Sempat naik panggung dan membuka “kotak”. Lalu mengeluarkan isinya sambil dalam hati terus berdoa, supaya tidak terjadi apa-apa dengan kandungan. Sempat pula membeli beberapa tokoh pewayangan yang jadi cinderamata malam itu. Tidak saya duga jika malam itu terakhir saya melihat pertunjukan Kang Asep karena tidak lama kemudian Kang Asep  meninggal. Wayang yang saya simpan serta beberapa foto kini hanya tinggal kenangan.

Salah satu tokoh wayang yang saya koleksi adalah Lurah Semar Badranaya beserta anak-anaknya Cepot Dawala dan Gareng. Mereka ini jadi tokoh kesukaan saya.
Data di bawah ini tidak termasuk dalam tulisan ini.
PR #6873, opened 2025-09-03
feat(dot): integrate the Westend AssetHub chain for tdot

arvind-bg:
Assets on Westend have been migrated to Westend AssetHub. As a result, transaction broadcasts are failing in the lower environments.
This change integrates the Westend Assethub chain to be used for tdot. It updates RPC and metadata information. 
Test cases failing because of the inability to parse Westend (not Westend AssetHub) transactions have been skipped. They will be fixed in future commits. Post release, the corresponding transactions will be replaced by Westend AssetHub transactions to fix the tests.

Ticket: WIN-7059


modules/sdk-coin-dot/test/unit/transaction.ts
ajays97, line 1: Can this be tracked in a ticket in the backlog?

modules/statics/src/networks.ts
```diff
@@ -521,15 +521,27 @@ class Polkadot extends Mainnet implements DotNetwork {
...
+// class PolkadotTestnet extends Testnet implements DotNetwork {
+//   name = 'Westend';
+//   family = CoinFamily.DOT;
+//   explorerUrl = 'https://westend.subscan.io/extrinsic/';
+//   specName = 'westend' as PolkadotSpecNameType;
+//   genesisHash = '0xe143f23803ac50e8f6f8e62695d1ce9e4e1d68aa36c1cd2cfd15340213f3423e';
+//   specVersion = 9430;
+//   chainName = 'Westend';
+//   txVersion = 22;
+// }
```
ajays97: Do we need these commented, why?

modules/sdk-coin-dot/test/unit/transaction.ts
arvind-bg: Yes, https://bitgoinc.atlassian.net/browse/WIN-7065

modules/statics/src/networks.ts
arvind-bg: Leaving it as-is causes lint issues. I wanted to retain it for the time being just in case we find it useful. We can remove it when we do this exercise for prod.

ajays97 (dismissed):
Looks good to me

hitansh-madan (dismissed):

modules/statics/src/networks.ts
mmcshinsky-bitgo: We should remove these as we can always pull them from git history anyway instead of littering the code with commented out code.

modules/sdk-coin-dot/test/unit/transactionBuilder/withdrawUnstakedBuilder.ts
```diff
@@ -77,7 +77,7 @@ describe('Dot WithdrawUnstaked Builder', () => {
       should.deepEqual(txJson.eraPeriod, 64);
     });
 
-    it('should build from raw signed tx', async () => {
+    xit('should build from raw signed tx', async () => {
```
mmcshinsky-bitgo, line 80: Shouldn't we be fixing these tests as part of this PR effort, not skipping them for later?

mmcshinsky-bitgo: If transactions are failing as part of this integration, what are the ramifications of usage in apps. Are we going to break staging and test by not fixing it now?

arvind-bg: Staging and test are broken currently, and have been in a broken state for months. The assets on Westend (our previous stage/test chain) moved to AssetHub, so all calls need to go to AssetHub instead of Westend.
We released support for AssetHub in Indexer recently. So, indexing of transactions and blocks is working.
However, our SDK is only talking to Westend currently. So, withdrawals are not working at all. This change is meant to fix that.
These tests use transactions from Westend. We will not be able to parse them with the RpcMetadata from Assethub (which is the change this PR makes). We will have to replace them with transactions from Assethub.
We do not have any internal transactions to use since we have not been able to build any until now. This change should fix that. Dot has many transaction types and we have tests for many of them. However, the explorer is not suited to filter by transaction types. Otherwise, we could have filtered via the explorer and use them in our test suites.
Once, we are able to verify that this change is working, we should be able to build and broadcast transactions across transaction types,  verify they succeed on chain, and then use them as part of our test suite as well.

modules/statics/src/networks.ts
arvind-bg: This has been removed.

akarath (approved):
lgtm

Ranjna-G (approved):

hitansh-madan (approved):

kisslove-dewangan (approved):
lgtm based on codeowners

PR #6883, opened 2025-09-04
fix(sdk-coin-sol): create broadcast tx for 2022 token

abhishekagrawal080:
TICKET: WIN-6819

### DIFF
--- a/modules/sdk-coin-sol/src/lib/tokenTransferBuilder.ts
+++ b/modules/sdk-coin-sol/src/lib/tokenTransferBuilder.ts
@@ -162,14 +162,14 @@ export class TokenTransferBuilder extends TransactionBuilder {
         let tokenAddress: string;
         let tokenName: string;
         let programId: string | undefined;
-        if (recipient.tokenAddress && recipient.programId) {
-          tokenName = recipient.tokenName;
-          tokenAddress = recipient.tokenAddress;
-          programId = recipient.programId;
-        } else if (coin) {
+        if (coin) {
           tokenName = coin.name;
           tokenAddress = coin.tokenAddress;
           programId = coin.programId;
+        } else if (recipient.tokenAddress && recipient.programId) {
+          tokenName = recipient.tokenName;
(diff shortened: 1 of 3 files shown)


abhi-bitgo (dismissed):

modules/sdk-coin-sol/src/lib/tokenTransferBuilder.ts
```diff
@@ -162,11 +161,7 @@ export class TokenTransferBuilder extends TransactionBuilder {
         let tokenAddress: string;
         let tokenName: string;
         let programId: string | undefined;
-        if (recipient.tokenAddress && recipient.programId) {
-          tokenName = recipient.tokenName;
-          tokenAddress = recipient.tokenAddress;
-          programId = recipient.programId;
```
mukeshsp, line 168: Why are we removing the uses of option param? this was added intentionally

abhishekagrawal080: recipient comes from _createATA from transactionBuilder that is getting set from createAssociatedTokenAccount as well from that passes incorrect programId check line number 65 in this file

modules/sdk-coin-sol/src/lib/tokenTransferBuilder.ts
```diff
@@ -162,11 +161,7 @@ export class TokenTransferBuilder extends TransactionBuilder {
         let tokenAddress: string;
         let tokenName: string;
         let programId: string | undefined;
-        if (recipient.tokenAddress && recipient.programId) {
```
Ranjna-G, line 165: Would you please brief on how removing this condition will help with the issue ? (not sweeping tokens to the destination address without ATA) ?

mukeshsp (approved):

veetragjain (approved):
Lgtm

nvrakesh06 (approved):

krupanand-bitgo (approved):

PR #6888, opened 2025-09-04
fix(sdk-core): override test timeout of before()

zhongxishen:
TICKET: HSM-1084

### DIFF
--- a/modules/sdk-core/test/unit/account-lib/mpc/tss/ecdsa/ecdsa.ts
+++ b/modules/sdk-core/test/unit/account-lib/mpc/tss/ecdsa/ecdsa.ts
@@ -21,13 +21,14 @@ import { loadWebAssembly } from '@bitgo/sdk-opensslbytes';
 
 const openSSLBytes = loadWebAssembly().buffer;
 
-describe('ecdsa tss', function (this: Mocha.Context) {
-  this.timeout(60000);
+describe('ecdsa tss', function () {
   const ecdsa = new Ecdsa();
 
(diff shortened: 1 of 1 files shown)


modules/sdk-core/test/unit/account-lib/mpc/tss/ecdsa/ecdsa.ts
```diff
@@ -21,13 +21,14 @@ import { loadWebAssembly } from '@bitgo/sdk-opensslbytes';
...
-describe('ecdsa tss', function (this: Mocha.Context) {
-  this.timeout(60000);
+describe('ecdsa tss', function () {
   const ecdsa = new Ecdsa();
 
   let signCombine1: SignCombineRT, signCombine2: SignCombineRT;
 
   before('generate key and sign phase 1 to 4', async function () {
+    // In some execution environments (e.g. CI), generateNtilde below may take longer at times.
+    this.timeout('40s');
```
zhongxishen, line 31: refining a fix that has been in place above

- move timeout override from test suite to the `before` hook since it's the part that may take a long time.
- use more human readable form for the timeout duration.
- repeated running unit test suites in CI, there has been no failure triggered by timeout here with 40 seconds specified (there was for 30 seconds), so it seems to be an appropriate value for the current CI environment.

islamaminBitGo (approved):
🕐

shivam-bitgo (approved):
lgtm

kamleshmugdiya (approved):

PR #6889, opened 2025-09-04
fix(sdk-coin-ada): verify consolidation txHex

mohammadalfaiyazbitgo:
- verify unsigned txHex consolidates funds to base address

TICKET: WP-5730

### DIFF
--- a/modules/sdk-coin-ada/src/ada.ts
+++ b/modules/sdk-coin-ada/src/ada.ts
@@ -122,7 +122,7 @@ export class Ada extends BaseCoin {
   async verifyTransaction(params: VerifyTransactionOptions): Promise<boolean> {
     try {
       const coinConfig = coins.get(this.getChain());
-      const { txPrebuild: txPrebuild, txParams: txParams } = params;
+      const { txPrebuild: txPrebuild, txParams: txParams, verification, wallet } = params;
       const transaction = new Transaction(coinConfig);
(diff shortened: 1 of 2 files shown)


mukeshsp (approved):

modules/sdk-coin-ada/src/ada.ts
```diff
@@ -122,7 +122,7 @@ export class Ada extends BaseCoin {
   async verifyTransaction(params: VerifyTransactionOptions): Promise<boolean> {
     try {
       const coinConfig = coins.get(this.getChain());
-      const { txPrebuild: txPrebuild, txParams: txParams } = params;
+      const { txPrebuild: txPrebuild, txParams: txParams, verification, wallet } = params;
```
kamleshmugdiya, line 125: do we need to pass entire wallet object?
maybe we can pass base/root address with `consolidationToBaseAddress` in `VerificationOptions`.

mohammadalfaiyazbitgo: `wallet` is one of the required  parameters of the method https://github.com/BitGo/BitGoJS/blob/be4a440cbc37bc28d2550158021ea9a18e1e9e6f/modules/sdk-core/src/bitgo/baseCoin/iBaseCoin.ts#L182

kamleshmugdiya (approved):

Bukan karena mereka suka ngocol bikin ngantuk terbirit-birit hilang, tapi juga karena Semar adalah tokoh panakawan paling utama dalam pewayangan Sunda (juga lainnya). Semar sebagai pengasuh sekaligus penasihat para kesatria dalam cerita Mahabharata dan Ramayana meski dalam konteks aslinya yang berbahasa Sanskerta tidak ada tokohnya karena Semar asli ciptaan pujangga Indonesia.

Sudah tahu kan (dan memang sudah jadi sejarah) jika perkembangan agama Islam di Indonesia, khususnya di tanah Jawa salah satunya melalui seni pertunjukan wayang. Ya, seni wayang dijadikan alat pemersatu dan penyebar ajaran. Sunan Kalijaga bagian dari Wali Songo terkenal sebagai ulama yang menjadikan wayang sebagai media dakwah. Semar ini yang terlahir salah satunya. Meski berstatus sebagai abdi, namun keluhurannya sejajar dengan Prabu Kresna di kisah Mahabharata. Banyak ilmu kehidupan yang bisa saya contoh secara pribadi dari tokoh Semar ini sehingga saya menyukainya.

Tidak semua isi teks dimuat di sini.